Moreover, for the dentin, a significant reduction of the phosphate ν2 (430 cm−1) and carbonate (1070 cm−1) band areas for C2 compared with C1 was observed, indicating age-related changes of the teeth due to the natural aging process or type 2 osteoporosis, such as demineralization without systemic metabolic acidosis, but together with protein structural changes, shown by a reduction in the CH2 wag (1446 cm−1) band of collagen [42].

There was also a significant reduction in the proline (854 cm−1) and carbonate (1070 cm−1) band areas for OV2 compared with OV1 in dentin, but the carbonate band area was higher in OV2 compared with C2. Proline is a derivative of hydroxyproline, constituting 20% of the amino acid residues of collagen [43]. A reduced proline band area suggests changes in the organic matrix of dentin, such as degradation of the collagen structure, where possibly the stability of the collagen triple helix was affected by osteoporosis due to alterations in the degree of the hydroxylation of proline [44], resulting in altered dentin mechanical properties and, dental fragility [42]. In the current study, altered dental quality due to type 1 osteoporosis is also related to type B carbonate substitution of apatite.
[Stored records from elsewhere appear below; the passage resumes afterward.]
PR #586, opened 2021-01-15
Only warn of deprecation if the Rails.env is not test

maxbeizer:
### Summary

related to #585  

### First pass

I split this one off from the other PR since it may involve more thought/discussion. Is there any reason to show these warnings in test? For development purposes, no. Would library consumers not see this warning with this change? I don't think they will and that may be a bad idea.

Still thinking about it.

### Second pass

I think this is a better approach. This uses an env var set up in `test_helper` to determine whether we are testing the library or a consumer is running tests against their app. If we are running VC tests, then swallow the warning.

In https://github.com/github/view_component/pull/586/commits/cddc367714294a6381c5f8826d303bdf415abd7e decided to introduce a new class to wrap the warning logic. One benefit here is that we could potentially capture those warnings and write tests against the, essentially asserting that various code paths will warn consumers. If you like this approach I can extend it a bit more and fix up the code coverage.

I thought I'd propose it and if you don't like it then we can go back to the simpler https://github.com/github/view_component/pull/586/commits/927c088cd3e5f7b8b5cfd500eca6c208e95e5438

cc @joelhawksley

### DIFF
--- a/lib/view_component/deprecation.rb
+++ b/lib/view_component/deprecation.rb
@@ -1,0 +1,35 @@
+# frozen_string_literal: true
+
+module ViewComponent
+  # ViewComponent should warn consumers when they are using a deprecated method.
+  # In local development, however, those deprecation warnings are distracting.
+  # This class wraps the deprecation warning functionality in some basic logic
+  # so the deprecation warnings are only shown to consumers.
+  class Deprecation
+    def self.warn(message)
+      new.warn(message)
+    end
+
+    def initialize
+      @deprecation_class = if local_test_env?
+                             NoopDeprecation
+                           else
+                             ActiveSupport::Deprecation
+                           end
+    end
+
+    def warn(message)
+      @deprecation_class.warn(message)
+    end
+
+    private
+
+    def local_test_env?
+      ENV["VIEW_COMPONENT_ENV"] == "test"
+    end
+  end
+
+  class NoopDeprecation
+    def self.warn(_); end
+  end
+end
--- a/lib/view_component/deprecation.rb
+++ b/lib/view_component/deprecation.rb
@@ -12,10 +12,10 @@ module ViewComponent
 
     def initialize
       @deprecation_class = if local_test_env?
-                             NoopDeprecation
-                           else
-                             ActiveSupport::Deprecation
-                           end
+        NoopDeprecation
+      else
+        ActiveSupport::Deprecation
+      end
     end
 
     def warn(message)
--- a/lib/view_component/engine.rb
+++ b/lib/view_component/engine.rb
@@ -22,9 +22,9 @@ module ViewComponent
         )
 
         if options.preview_path.present?
-          ActiveSupport::Deprecation.warn(
+          ViewComponent::Deprecation.warn(
             "`preview_path` will be removed in v3.0.0. Use `preview_paths` instead."
-          ) unless ENV["VIEW_COMPONENT_ENV"] == "test"
+          )
           options.preview_paths << options.preview_path
         end
       end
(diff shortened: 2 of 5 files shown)


joelhawksley:
@maxbeizer IMO these warnings should be shown in tests. They are a primary form of feedback in a lot of folks' development lifecycle.

maxbeizer:
@joelhawksley yeah that's kind of where I landed on this one. I was looking into whether I could omit then when running the library's tests but ran out of time. That's what I'll be investigating more when I carve out more time to work on this

lib/view_component/engine.rb
```diff
@@ -22,7 +22,7 @@ class Engine < Rails::Engine # :nodoc:
         )
 
         if options.preview_path.present?
-          ActiveSupport::Deprecation.warn(
+          ViewComponent::Deprecation.warn(
             "`preview_path` will be removed in v3.0.0. Use `preview_paths` instead."
           )
```
joelhawksley, line 27: 👋🏻 what do you think about inlining this check instead of making a new Deprecation class?

```suggestion
          ActiveSupport::Deprecation.warn(
            "`preview_path` will be removed in v3.0.0. Use `preview_paths` instead."
          ) unless ENV["VIEW_COMPONENT_ENV"] == "test"
```

maxbeizer: I'd say the only argument against it is the following:

We could look at asserting that deprecation warnings invoked. A separate class could-- instead of noop-ing-- retain the warning and allow us to write tests that it would warn outside of local test. So you could write a test that says something like, 
```ruby
# a bit pseudo codey
assert_deprecation_warning "`preview_path`...", preview_path`
```

I certainly get the inclination to avoid the indirection here though. So we could just go back to https://github.com/github/view_component/pull/586/commits/927c088cd3e5f7b8b5cfd500eca6c208e95e5438 if you prefer.

maxbeizer: The more I think about it, I think `ViewComponent::Deprecation` is actually a good case for a singleton class too 🤔

maxbeizer: All that said, if you prefer in-lining it then I'm 👍  on that too

lib/view_component/deprecation.rb
```diff
@@ -0,0 +1,35 @@
...
+    def self.warn(message)
+      new.warn(message)
+    end
+
+    def initialize
+      @deprecation_class = if local_test_env?
+                             NoopDeprecation
+                           else
+                             ActiveSupport::Deprecation
+                           end
```
BlakeWilliams, line 18:
```suggestion
      @deprecation_class = if local_test_env?
        NoopDeprecation
      else
        ActiveSupport::Deprecation
      end
```

Thoughts on keeping the indentation consistent for readability?

test/test_helper.rb
```diff
@@ -17,6 +17,7 @@
 
 # Configure Rails Envinronment
 ENV["RAILS_ENV"] = "test"
+ENV["VIEW_COMPONENT_ENV"] = "test"
```
BlakeWilliams, line 20: As an alternative to setting an environment variable, what are your thoughts on adding a method to `ViewComponent::Deprecation` like `.silence_deprecation_warnings!` that we can call early on? That might also give us something to hook into if we wanted to re-enable deprecation warnings for a test later on.

lib/view_component/deprecation.rb
maxbeizer: TBH I could go either way. The original, typed indentation was as you suggest but vim's `V}=` moved it to this so ¯\_(ツ)_/¯. Happy to defer to @joelhawksley on that one

test/test_helper.rb
maxbeizer: Interesting idea. I'm still not sure we're going to go down the `ViewComponent::Deprecation` route but I'll think about it some more 💖

maxbeizer:
I got pulled into other things but I'm hoping to pick this back up soon. Sorry 🙇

Regarding other methodologies for hard tissue analysis, confocal imaging Raman microscopy reconstructs images from the Raman band, promoting an important correlation between image and spectral analysis. Moreover, X-ray microtomography (μ-CT) is the gold standard, and histomorphometry is usually performed to complement the data analysis [45]. Failure to include these tests in the current study is a methodological limitation. Therefore, these methods should be used in future experimental studies.
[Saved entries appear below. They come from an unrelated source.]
PR #1407, opened 2022-06-27
Consistently evaluate passed in block content

BlakeWilliams:
Currently slots aren't composable due to the lifecycle of components,
where we attempt to avoid evaluating the block passed to `render_in`
(aka `content` in the library). This creates an inconsistent experience
where delegation works only if `content` was already evaluated.

The following code looks correct, but the `c.title` code will never be
executed:

```ruby
class MyComponent
  delegate :title, to: :@sidebar

  def initialize
    @sidebar = SidebarComponent.new
  end

  def call
    content_tag :div do
      render @sidebar
    end
  end
end
```

```erb
<%= render MyComponent.new(:title) do |c| %>
  <%= c.title("My sidebar") %>
<% end %>
```

The block passed that includes the call to `c.title("My sidebar")` is
never evaluated. This is a side-effect of a performance optimization
where we attempt to lazily evaluate the block passed to `render_in`.
This optimization was introduced to avoid evaluating  the entire render 
chain for components return `false` when `render?` is called since it's
unnecessary work.

If the component were slightly different and called `content` for any
reason the above code would work as expected:

```ruby
class MyComponent
  delegate :title, to: :@sidebar

  def initialize
    @sidebar = SidebarComponent.new
  end

  def call
    # this causes `content` to be evaluated, resulting in
    # <%= c.title(title: "My sidebar") %> being called. Now this
    # component will work as expected.
    modified_content = content.replace('foo', 'bar')

    content_tag :div do
      render @sidebar
    end
  end
end
```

In conclusion, Raman Spectroscopy assessed compositional, physicochemical and structural changes in hard tissue (incisor dentin and cortical femur). It is a well-known fact that osteoporosis results in compositional, physicochemical and structural changes in bones, but the current study also pointed out the possible action mechanisms and bone fracture risk. Regarding teeth, our study showed that poor dental quality may also occur due to osteoporosis from the initial postmenopausal period in an animal model.